Pulling out a deck of cards, I shuffled it silently, before dealing out a field of Solitaire. "Tinker urges ain't exactly nice to us. There were more than a few days I just up and forgot to eat. Give me a few days of good food, and I'll be right as rain. Speaking of, what are the rules for Tinkers? I know I'm not gonna get to give this dump a style, but someone's gonna want something at some point. I ain't not inclined to agree, but I don't want no trouble over it either."
Miss Militia nodded, pulling out a phone and digging through it for a minute. "I'll let Armsmaster know you're interested in the rules regarding tinkertech. He'll be happy someone's finally not going to build things that are obviously about getting around that."
Laughing, I slapped the table at the absurdity of that statement. "You think I was born yesterday? Nah, I just want to know when someone's gonna flip their stack over it. I finna get to build something good, I don' want some stick in the mud to up an yank it off me."
Before Miss Militia could answer, the door opened to admit a young girl in green, with blonde hair and a shallow smile. Behind her was a random overweight woman, DeMarcos, and a man in towering blue armor. Probably Armsmaster? I hadn't seen him in person before, so I was gonna guess Armsmaster.
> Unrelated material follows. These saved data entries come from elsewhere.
PR #190, opened 2015-03-13
Object inspector now supports test double

sivagollapalli:


sivagollapalli:
@myronmarston It would great if you share your thoughts on this PR?

myronmarston:
> @myronmarston It would great if you share your thoughts on this PR?

Thanks for the reminder and sorry for the delay!  I plan to review this later today.  Feel free to ping me again if I don't get around to it by tomorrow.

lib/rspec/support/object_inspector.rb
```diff
@@ -13,6 +13,8 @@ def self.inspect(object)
           "#{object.to_s 'F'} (#{object.inspect})"
         elsif RSpec::Support.is_a_matcher?(object) && object.respond_to?(:description)
           object.description
+        elsif object.class == RSpec::Mocks::Double
```
JonRowe: Generally we would write this as `RSpec::Mocks::Double === object` which prevents the target tampering with the `==` operator on it's class (which is a possibility)

lib/rspec/support/object_inspector.rb
```diff
@@ -13,6 +13,8 @@ def self.inspect(object)
...
+          "Double (#{object.instance_variable_get(:@name)})"
```
JonRowe: Hmm I feel uncomfortable prying into the object like this, but exposing name directly would be worse...

lib/rspec/support/object_inspector.rb
myronmarston: We also can't count on `RSpec::Mocks::Double` being defined.  (For example, when rspec-expectations is used on a project but not rspec-mocks).  So this would have to be `defined?(RSpec::Mocks::Double) && RSpec::Mocks::Double === object`

lib/rspec/support/object_inspector.rb
myronmarston: Yeah, it's messy.  Here's an alternate idea, that addresses both this issue and the messiness of `defined?(RSpec::Mocks::Double)`: add an API like `ObjectInspector.register(RSpec::Mocks::Double) { ... }` so that rspec-mocks can register the inspect output for `RSpec::Mocks::Double`.  That way, rspec-support doesn't need to know anything about rspec-mocks -- rspec-mocks would simply register itself so that its objects are formatted well when failure messages use the `ObjectInspector`.

Thoughts?

sivagollapalli: @JonRowe I think we need to add `attr_reader :name` on `RSpec::Mocks::Double` to avoid prying into the object. Thoughts please?

myronmarston: > @JonRowe I think we need to add `attr_reader :name` on `RSpec::Mocks::Double` to avoid prying into the object. Thoughts please?

We intentionally have not exposed a `name` attribute off of `RSpec::Mocks::Double` because doubles are meant to be blank slate objects that have as few methods as possible initially defined so that the user is given free reign to define whatever interface they want w/o us encroaching on the interface w/ our own methods.  The user needs to be able to stub `name` for their own use.

So I think we need to pry into the double to get the instance variable, but doing so _from a completely separate library_ (rspec-support) feels wrong, and that's where my suggestion above helps: by providing an interface from rspec-support where rspec-mocks can register doubles with `ObjectInspector`, we can keep this logic in rspec-mocks where it's not nearly as big of a deal.

JonRowe: What @myronmarston said, we definitely do not want to use a plain `attr_reader` here.

sivagollapalli: @myronmarston As per your comment I understood following points:
 
1) We need to define a method called `ObjectInspector.register(double)` in `ObjectInspector` class.
2) The above method will be called from `rspec-mocks` to register doubles.
3)  Return value of above method would be `Double (Foo)`.

Please correct me if I understood anything wrong.

myronmarston: yep.

sivagollapalli:
@myronmarston PR updated as per discussion above.

lib/rspec/support/object_inspector.rb
```diff
@@ -13,11 +13,18 @@ def self.inspect(object)
...
         else
           object.inspect
         end
       end
 
+      def self.register(double)
+        raise "Please stub 'name' message on your double" unless double.respond_to?(:name)
+        "Double (#{double.name})"
+      end
```
myronmarston: This assumes that the argument will be an rspec-mocks test double.  The point of `register` is that it provides a way for other libraries like rspec-mocks to register how their objects will be presented by `ObjectInspector` w/o `ObjectInspector` having any knowledge of them.  So it should be something like:

``` ruby
def self.register(klass, &block)
  registered_klasses[klass] = block
end

def self.registered_klasses
  @registered_klasses ||= {}
end
```

Then in the `inspect` method above, in the `else` case (that currently has `object.inspect`), it should be something like:

``` ruby
registered_klasses.each do |klass, inspector|
  return inspector.call(object) if klass === object
end

object.inspect
```

In that way, `ObjectInspector` will have zero knowledge of rspec-mocks but exposes an interface that rspec-mocks can use to register how test doubles should be presented.  Does that make sense?

sivagollapalli:
@myronmarston Yes that makes sense. So I have updated PR as per your suggestion. But on travis one spec is failing. Do we the need that as `ObjectInspector` now supports doubles?

spec/rspec/support/object_inspector_spec.rb
```diff
@@ -92,6 +92,17 @@ def with_date_loaded
...
+      context "with double objects" do
+        it "displays double name" do
+          double = double('Foo')
+          allow(double).to receive(:name).and_return("Foo")
+          ObjectInspector.register double.class do |double|
+            "Double (#{double.name})"
+          end
+          expect(ObjectInspector.inspect(double)).to eq("Double (Foo)")
+        end
+      end
```
myronmarston: Rather than writing a spec for the exact case that's driving this (rspec-mocks test doubles) I think it's better to register a custom class and use that, for a few reasons:

* It proves that the register API works for _any_ arbitrary type, not just built-in rspec types.
* The registry is global state, which means that if you write a test here that registers inspect output for an `RSpec::Mocks::Double`, it will stomp the one that rspec-mocks will be registering once you work up that PR.
* What you've registered here works for this specific double (since you've stubbed `name`) but doesn't work for other doubles (which don't have `name` doubles).

So I'd recommend creating a custom type like `Currency` or `Person` and registering it, and using it in this spec.

We also want a spec showing that subclasses can use the registered inspect logic.

spec/rspec/support/object_inspector_spec.rb
```diff
@@ -92,6 +92,17 @@ def with_date_loaded
             matcher_without_a_description.inspect)
         end
       end
+
+      context "with double objects" do
+        it "displays double name" do
+          double = double('Foo')
+          allow(double).to receive(:name).and_return("Foo")
+          ObjectInspector.register double.class do |double|
```
JonRowe: FYI your specs are failing on Travis because the `double` here shadows / overwrites the existing local variable in this scope which is considered "less than ideal" practise and we have rubocop checking for it :)

JonRowe: FYI your specs are failing on Travis because the `double` here shadows / overwrites the existing local variable in this scope which is considered "less than ideal" practise and we have rubocop checking for it :)

sivagollapalli:
@myronmarston Updated the PR with specs.

spec/rspec/support/object_inspector_spec.rb
myronmarston: This spec should be removed.  As I tried to explain above, it's problematic for a few reasons and is really unnecessary since the implementation is blissfully unaware of rspec-mocks, test doubles, or any other such thing.

Instead, we'll wind up having some specs in rspec-mocks for this kind of thing once we do a PR there that builds on this one.

spec/rspec/support/object_inspector_spec.rb
```diff
@@ -92,6 +92,46 @@ def with_date_loaded
...
+        it "works with subclasses" do
+          class Admin < User
+          end
+
+          _admin = Admin.new("FooBar")
+          ObjectInspector.register Admin do |admin|
+            "Admin (#{admin.name})"
+          end
+          expect(ObjectInspector.inspect(_admin)).to eq("Admin (FooBar)")
+        end
```
myronmarston: This spec doesn't actually test what it needs to.  All classes are subclasses (of `Object` if not specified) so it's not actually interesting to register a subclass and test that the registered format logic is used.

What's of interest here is that `Admin`, as a subclass of `User`, should be formatted with the registered `User` logic, w/o the need to register `Admin`.  IOW, we want the format logic to apply to a class and any subclasses, w/o the need to register for each subclass.

This is important, because rspec-mocks has several different types of doubles and we don't want to have to register each subclass to have it formatted properly.

sivagollapalli: @myronmarston What I understood is, expected output of `ObjectInspector.inspect(_admin)` should be `User (FooBar)`. Am I correct?

myronmarston: Yes, after you remove `ObjectInspector.register Admin`.

sivagollapalli:
@myronmarston Removed `ObjectInspector.register Admin` from specs

spec/rspec/support/object_inspector_spec.rb
myronmarston: Any reason you've kept this spec around?

spec/rspec/support/object_inspector_spec.rb
```diff
@@ -92,6 +92,44 @@ def with_date_loaded
...
+          expect(ObjectInspector.inspect(user)).to eq("User (FooBar)")
+        end
+
+        it "works with subclasses" do
+          class Admin < User
+          end
+
+          admin = Admin.new("FooBar")
+          expect(ObjectInspector.inspect(admin)).to eq("User (FooBar)")
+        end
```
myronmarston: There's an ordering dependency in these specs -- this example will only pass if the prior `it "works with custom class"` one runs first (since it registers the superclass).

The `register` call should be moved into a `before(:context)` hook.

sivagollapalli: @myronmarston Removed dependency across specs.

myronmarston:
LGTM.  Do you mind squashing this into one commit?

myronmarston:
It looks like you reverted to the original implementation w/o the fixes we discussed....

sivagollapalli:
@myronmarston By mistake I have reset the changes. I have included all discussed changes in commit. Please check.

myronmarston:
Thanks, @sivagollapalli!

sivagollapalli:
@myronmarston Could we close this https://github.com/rspec/rspec-expectations/issues/688 ? If not what else needs to be done so that I would give a shot!.

myronmarston:
> @myronmarston Could we close this rspec/rspec-expectations#688 ? If not what else needs to be done so that I would give a shot!.

We can't close it yet because rspec-mocks test doubles don't display in failures how we would like.

The solution is to open an rspec-mocks PR that uses the new `ObjectInspector.register` API to register `RSpec::Mocks::TestDouble` so that they are formatted how we like.

sivagollapalli:
@myronmarston I just opened PR(https://github.com/rspec/rspec-mocks/pull/920) to uses the new `ObjectInspector.register`. Could you check the spec. If it's fine then I would proceed for implementation.

PR #191, opened 2015-03-16
Extend ObjectInspector and have Differ use it for Hashes.

hackling:
This PR updates how the ObjectInspector to handle the formatting inside of Arrays and Hashes.

It also updates the differ to use the ObjectInspector when it encounters a hash.
#### Example Test

``` ruby
      it 'x' do
        require 'bigdecimal'
        require 'active_support'
        expect(
          {
            BigDecimal('3') => nil,
            DateTime.new(2015,1,1) => nil,
            nil => {
              BigDecimal('4') => nil
            }
          }
        ).to eq ({
            nil => {
              BigDecimal('4') => nil
            }
        })
      end
```

#### Old Output
```
  1) RSpec::Support::Differ x
     Failure/Error: expect(

       expected: {nil=>{4.0 (#<BigDecimal:7fa2bc280918,'0.4E1',9(18)>)=>nil}}
            got: {3.0 (#<BigDecimal:7fa2bc280b70,'0.3E1',9(18)>)=>nil, Thu, 01 Jan 2015 00:00:00.000000000 +0000=>nil, ni
l=>{4.0 (#<BigDecimal:7fa2bc280aa8,'0.4E1',9(18)>)=>nil}}

       (compared using ==)

       Diff:
       @@ -1,2 +1,4 @@
       -nil => {#<BigDecimal:7fa2bc280918,'0.4E1',9(18)>=>nil},
       +nil => {#<BigDecimal:7fa2bc280aa8,'0.4E1',9(18)>=>nil},
       +#<BigDecimal:7fa2bc280b70,'0.3E1',9(18)> => nil,
       +#<DateTime: 2015-01-01T00:00:00+00:00 ((2457024j,0s,0n),+0s,2299161j)> => nil,
```

#### New
```
  1) RSpec::Support::Differ x
     Failure/Error: expect(

       expected: {nil=>{4.0 (#<BigDecimal:7f9ad4d6e9c8,'0.4E1',9(18)>)=>nil}}
            got: {3.0 (#<BigDecimal:7f9ad4d6eb58,'0.3E1',9(18)>)=>nil, Thu, 01 Jan 2015 00:00:00.000000000 +0000=>nil, ni
l=>{4.0 (#<BigDecimal:7f9ad4d6eab8,'0.4E1',9(18)>)=>nil}}

       (compared using ==)

       Diff:
       @@ -1,2 +1,4 @@
       -nil => {4.0 (#<BigDecimal:7f9ad4d6e9c8,'0.4E1',9(18)>) => nil},
       +nil => {4.0 (#<BigDecimal:7f9ad4d6eab8,'0.4E1',9(18)>) => nil},
       +3.0 (#<BigDecimal:7f9ad4d6eb58,'0.3E1',9(18)>) => nil,
       +Thu, 01 Jan 2015 00:00:00.000000000 +0000 => nil,
```

### DIFF
--- a/lib/rspec/support/differ.rb
+++ b/lib/rspec/support/differ.rb
@@ -2,7 +2,7 @@ RSpec::Support.require_rspec_support 'encoded_string'
 RSpec::Support.require_rspec_support 'hunk_generator'
 
 require 'pp'
-require 'rspec/support/object_inspector'
+RSpec::Support.require_rspec_support "object_inspector"
 
 module RSpec
   module Support
--- a/lib/rspec/support/differ.rb
+++ b/lib/rspec/support/differ.rb
@@ -175,18 +175,19 @@ module RSpec
         end.join
       end
 
-      OBJECT_INSPECTOR_OPTIONS = {
-        :nested => false,
-        :joiner => ",\n",
-        :braces => false,
-        :trailing_comma => true
-      }
-
       def object_to_string(object)
         object = @object_preparer.call(object)
         case object
         when Hash
-          ObjectInspector.inspect(object, OBJECT_INSPECTOR_OPTIONS)
+          formatted_hash = ObjectInspector.formatter(object)
+          formatted_hash.keys.sort_by { |k| k.to_s }.map do |key|
+            pp_key   = PP.singleline_pp(key, "")
+            pp_value = PP.singleline_pp(formatted_hash[key], "")
+
+            "#{pp_key} => #{pp_value},"
+          end.join("\n")
+        when Array
+          PP.pp(ObjectInspector.formatter(object), "")
         when String
           object =~ /\n/ ? object : object.inspect
         else
--- a/lib/rspec/support/differ.rb
+++ b/lib/rspec/support/differ.rb
@@ -179,13 +179,7 @@ module RSpec
         object = @object_preparer.call(object)
         case object
         when Hash
-          formatted_hash = ObjectInspector.formatter(object)
-          formatted_hash.keys.sort_by { |k| k.to_s }.map do |key|
-            pp_key   = PP.singleline_pp(key, "")
-            pp_value = PP.singleline_pp(formatted_hash[key], "")
-
-            "#{pp_key} => #{pp_value},"
-          end.join("\n")
+          hash_to_string(object)
         when Array
           PP.pp(ObjectInspector.formatter(object), "")
         when String
@@ -193,6 +187,16 @@ module RSpec
         else
           PP.pp(object, "")
         end
+      end
+
+      def hash_to_string(hash)
+        formatted_hash = ObjectInspector.formatter(hash)
+        formatted_hash.keys.sort_by { |k| k.to_s }.map do |key|
+          pp_key   = PP.singleline_pp(key, "")
+          pp_value = PP.singleline_pp(formatted_hash[key], "")
+
+          "#{pp_key} => #{pp_value},"
+        end.join("\n")
       end
 
       def handle_encoding_errors(actual, expected)
--- a/lib/rspec/support/differ.rb
+++ b/lib/rspec/support/differ.rb
@@ -2,6 +2,7 @@ RSpec::Support.require_rspec_support 'encoded_string'
 RSpec::Support.require_rspec_support 'hunk_generator'
 
 require 'pp'
+require 'rspec/support/object_inspector'
 
 module RSpec
   module Support
@@ -174,16 +175,18 @@ module RSpec
         end.join
       end
 
+      OBJECT_INSPECTOR_OPTIONS = {
+        :nested => false,
+        :joiner => ",\n",
+        :braces => false,
+        :trailing_comma => true
+      }
+
       def object_to_string(object)
         object = @object_preparer.call(object)
         case object
         when Hash
-          object.keys.sort_by { |k| k.to_s }.map do |key|
-            pp_key   = PP.singleline_pp(key, "")
-            pp_value = PP.singleline_pp(object[key], "")
-
-            "#{pp_key} => #{pp_value},"
-          end.join("\n")
+          ObjectInspector.inspect(object, OBJECT_INSPECTOR_OPTIONS)
         when String
           object =~ /\n/ ? object : object.inspect
         else
--- a/lib/rspec/support/object_inspector.rb
+++ b/lib/rspec/support/object_inspector.rb
@@ -3,14 +3,21 @@ module RSpec
     # Provide additional output details beyond what `inspect` provides when
     # printing Time, DateTime, or BigDecimal
     module ObjectInspector
+      DEFAULT_OPTIONS = {
+        :nested => false,
+        :joiner => ',',
+        :braces => true,
+        :trailing_comma => false
+      }
       # @api private
       # rubocop:disable CyclomaticComplexity
       # rubocop:disable MethodLength
-
       def self.inspect(object, options=DEFAULT_OPTIONS)
         case object
         when Time
           format_time(object)
+        when Hash
+          format_hash(object, options)
         else
           if defined?(DateTime) && DateTime === object
             format_date_time(object)
@@ -29,6 +36,19 @@ module RSpec
       # rubocop:enable CyclomaticComplexity
       # rubocop:enable MethodLength
 
+      # @private
+      def self.format_hash(object, options)
+        nested_options = { :braces => true, :joiner => ', ' }
+
+        pairs = object.sort_by { |k, _| k.to_s }.map do |key, value|
+          "#{inspect(key, nested_options)} => #{inspect(value, nested_options)}"
+        end
+
+        results = pairs.join(options[:joiner])
+        results = "{#{results}}" if options[:braces]
+        results += ',' if options[:trailing_comma]
+        results
+      end
 
       TIME_FORMAT = "%Y-%m-%d %H:%M:%S"
 
--- a/lib/rspec/support/object_inspector.rb
+++ b/lib/rspec/support/object_inspector.rb
@@ -46,7 +46,7 @@ module RSpec
 
         results = pairs.join(options[:joiner])
         results = "{#{results}}" if options[:braces]
-        results += ',' if options[:trailing_comma]
+        results << ',' if options[:trailing_comma]
         results
       end
 
--- a/lib/rspec/support/object_inspector.rb
+++ b/lib/rspec/support/object_inspector.rb
@@ -4,23 +4,31 @@ module RSpec
     # printing Time, DateTime, or BigDecimal
     module ObjectInspector
       # @api private
-      def self.inspect(object)
-        if Time === object
-          format_time(object)
-        elsif defined?(DateTime) && DateTime === object
-          format_date_time(object)
-        elsif defined?(BigDecimal) && BigDecimal === object
-          "#{object.to_s 'F'} (#{object.inspect})"
-        elsif RSpec::Support.is_a_matcher?(object) && object.respond_to?(:description)
-          object.description
-        else
-          registered_klasses.each do |klass, inspector|
-            return inspector.call(object) if klass === object
-          end
+      # rubocop:disable CyclomaticComplexity
+      # rubocop:disable MethodLength
 
-          object.inspect
+      def self.inspect(object, options=DEFAULT_OPTIONS)
+        case object
+        when Time
+          format_time(object)
+        else
+          if defined?(DateTime) && DateTime === object
+            format_date_time(object)
+          elsif defined?(BigDecimal) && BigDecimal === object
+            "#{object.to_s 'F'} (#{object.inspect})"
+          elsif RSpec::Support.is_a_matcher?(object) && object.respond_to?(:description)
+            object.description
+          else
+            registered_klasses.each do |klass, inspector|
+              return inspector.call(object) if klass === object
+            end
+            object.inspect
+          end
         end
       end
+      # rubocop:enable CyclomaticComplexity
+      # rubocop:enable MethodLength
+
 
       TIME_FORMAT = "%Y-%m-%d %H:%M:%S"
 
--- a/lib/rspec/support/object_inspector.rb
+++ b/lib/rspec/support/object_inspector.rb
@@ -3,21 +3,26 @@ module RSpec
     # Provide additional output details beyond what `inspect` provides when
     # printing Time, DateTime, or BigDecimal
     module ObjectInspector
-      DEFAULT_OPTIONS = {
-        :nested => false,
-        :joiner => ',',
-        :braces => true,
-        :trailing_comma => false
-      }
       # @api private
+      def self.inspect(initial)
+        formatted = formatter(initial)
+        if String === formatted || Symbol === formatted
+          formatted
+        else
+          formatted.inspect
+        end
+      end
+
       # rubocop:disable CyclomaticComplexity
       # rubocop:disable MethodLength
-      def self.inspect(object, options=DEFAULT_OPTIONS)
+      def self.formatter(object)
         case object
         when Time
           format_time(object)
+        when Array
+          ArrayInspector.inspect(object)
         when Hash
-          format_hash(object, options)
+          HashInspector.inspect(object)
         else
           if defined?(DateTime) && DateTime === object
             format_date_time(object)
@@ -29,26 +34,12 @@ module RSpec
             registered_klasses.each do |klass, inspector|
               return inspector.call(object) if klass === object
             end
-            object.inspect
+            object
           end
         end
       end
       # rubocop:enable CyclomaticComplexity
       # rubocop:enable MethodLength
-
-      # @private
-      def self.format_hash(object, options)
-        nested_options = { :braces => true, :joiner => ', ' }
-
-        pairs = object.sort_by { |k, _| k.to_s }.map do |key, value|
-          "#{inspect(key, nested_options)} => #{inspect(value, nested_options)}"
-        end
-
-        results = pairs.join(options[:joiner])
-        results = "{#{results}}" if options[:braces]
-        results << ',' if options[:trailing_comma]
-        results
-      end
 
       TIME_FORMAT = "%Y-%m-%d %H:%M:%S"
 
@@ -82,6 +73,25 @@ module RSpec
 
       def self.registered_klasses
         @registered_klasses ||= {}
+      end
+      class ArrayInspector
+        def self.inspect(array)
+          array.map do |element|
+            if Array === element
+              ArrayInspector.inspect(element)
+            elsif Hash === element
+              HashInspector.inspect(element)
+            else
+              ObjectInspector.formatter(element)
+            end
+          end
+        end
+      end
+
+      class HashInspector
+        def self.inspect(hash)
+          Hash[ArrayInspector.inspect(hash.to_a)]
+        end
       end
     end
   end
--- a/spec/rspec/support/differ_spec.rb
+++ b/spec/rspec/support/differ_spec.rb
@@ -279,12 +279,12 @@ EOD
         it "outputs unified diff message of two hashes with hashes inside them" do
           expected_diff = %Q{
 @@ -1,2 +1,2 @@
--"b" => {"key"=>"#{formatted_time}", "key1"=>"value"},
-+"c" => {"key"=>"#{formatted_time}", "key1"=>"value"},
+-"b" => {"key_1"=>"#{formatted_time}", "key_2"=>"value"},
++"c" => {"key_1"=>"#{formatted_time}", "key_2"=>"value"},
 }
 
-          left_side_hash = {'c' => {'key' => time, 'key1' => 'value'}}
-          right_side_hash = {'b' => {'key' => time, 'key1' => 'value'}}
+          left_side_hash = {'c' => {'key_1' => time, 'key_2' => 'value'}}
+          right_side_hash = {'b' => {'key_1' => time, 'key_2' => 'value'}}
           diff = differ.diff(left_side_hash, right_side_hash)
           expect(diff).to be_diffed_as(expected_diff)
         end
--- a/spec/rspec/support/differ_spec.rb
+++ b/spec/rspec/support/differ_spec.rb
@@ -263,13 +263,13 @@ EOD
 
       context 'when special-case objects are inside hashes' do
         let(:time) { Time.utc(1969, 12, 31, 19, 01, 40, 101) }
-        let(:formatted_time) { ObjectInspector.inspect(time) }
+        let(:formatted_time) { ObjectInspector.formatter(time) }
 
         it "outputs unified diff message of two hashes with Time object keys" do
           expected_diff = %Q{
 @@ -1,2 +1,2 @@
--#{formatted_time} => "b",
-+#{formatted_time} => "c",
+-"#{formatted_time}" => "b",
++"#{formatted_time}" => "c",
 }
 
           diff = differ.diff({ time => 'c'}, { time => 'b' })
@@ -279,13 +279,42 @@ EOD
         it "outputs unified diff message of two hashes with hashes inside them" do
           expected_diff = %Q{
 @@ -1,2 +1,2 @@
--"b" => {"key" => #{formatted_time}, "key1" => "value"},
-+"c" => {"key" => #{formatted_time}, "key1" => "value"},
+-"b" => {"key"=>"#{formatted_time}", "key1"=>"value"},
++"c" => {"key"=>"#{formatted_time}", "key1"=>"value"},
 }
 
           left_side_hash = {'c' => {'key' => time, 'key1' => 'value'}}
           right_side_hash = {'b' => {'key' => time, 'key1' => 'value'}}
           diff = differ.diff(left_side_hash, right_side_hash)
+          expect(diff).to be_diffed_as(expected_diff)
+        end
+      end
+
+      context 'when special-case objects are inside arrays' do
+        let(:time) { Time.utc(1969, 12, 31, 19, 01, 40, 101) }
+        let(:formatted_time) { ObjectInspector.formatter(time) }
+
+        it "outputs unified diff message of two arrays with Time object keys" do
+          expected_diff = %Q{
+@@ -1,2 +1,2 @@
+-["#{formatted_time}", "b"]
++["#{formatted_time}", "c"]
+}
+
+          diff = differ.diff([time, 'c'], [time, 'b'])
+          expect(diff).to be_diffed_as(expected_diff)
+        end
+
+        it "outputs unified diff message of two arrays with hashes inside them" do
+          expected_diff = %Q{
PR #193, opened 2015-04-10
Prefer calling `expected == actual` over `actual == expected`.

myronmarston:
This ensures that rspec-mocks' `anything` will always match,
even against objects that implement `==` wrongly.

### DIFF
--- a/spec/rspec/support/fuzzy_matcher_spec.rb
+++ b/spec/rspec/support/fuzzy_matcher_spec.rb
@@ -56,6 +56,37 @@ module RSpec
         end
       end
 
+      context "when given an object whose implementation of `==` wrongly assumes it will only be called with objects of the same type" do
+        Color = Struct.new(:r, :g, :b) do
+          def ==(other)
+            other.r == r && other.g == g && other.b == b
+          end
+        end
+
+        before(:context) do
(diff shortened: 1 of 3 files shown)


spec/rspec/support/fuzzy_matcher_spec.rb
```diff
@@ -56,6 +56,37 @@ module Support
...
+            other.r == r && other.g == g && other.b == b
+          end
+        end
+
+        before(:context) do
+          expect { Color.new(0, 0, 0) == Object.new }.to raise_error(NoMethodError, /undefined method `r'/)
+        end
+
+        it 'can match against an expected value that matches anything' do
+          anything = Object.new.tap do |o|
```
samphippen: This could just be `lambda { |*_| true }` right? Do you think that's better?

samphippen:
One comment, otherwise good to merge.

spec/rspec/support/fuzzy_matcher_spec.rb
myronmarston: I thought about using that, but `Lambda#===` was new in 1.9 so this doesn't work on 1.8.7.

"Good afternoon." I said, raising a hand cordially while cleaning up my speech. I'd been slipping around Miss Millitia, and while it was nice not to need to mind my finna's and been's, this was too important for that.
"Good afternoon, Rabe." the suit said, sitting down at the head of the table. "I am Director Piggot, and I'd like to say a few things about your paperwork."
I shrugged. The girl in green settled down next to Miss Militia, while DeMarcos came down next to me and Armsmaster just stood by the door like an absolute tool. "What about it?"
"You mentioned that you would naturally be a ward of the state?"
"Well, yeah." I said, shrugging. "Parents are dead, cousin's are in Europe, and Grandpa's in prison. I just don't want to get stuck in a group home."
Piggot's grin started showing far too many teeth. "Perfect. Since the PRT can be an organization that can take legal guardianship, we'll get those balls rolling soon. Until then, DeMarcos will be your legal representitive, unless there's an issue with that."
I stared carefully. This seemed like a trap. "Not right now, no. Am I stuck like this until I'm eighteen, or…"
"We can change legal guardianship if we need to." Piggot said, sorting out a mess. "Now, having taken your requests into consideration, I'd like you to sign this."
I looked at the heroes in the room carefully. "And y'all will have my back, right?"
One earnest nod, and one affirmative gesture met me. Breathing in, I sighed, before I signed on the dotted line. I'd sold my life to the Wards- let's hope they treated it well.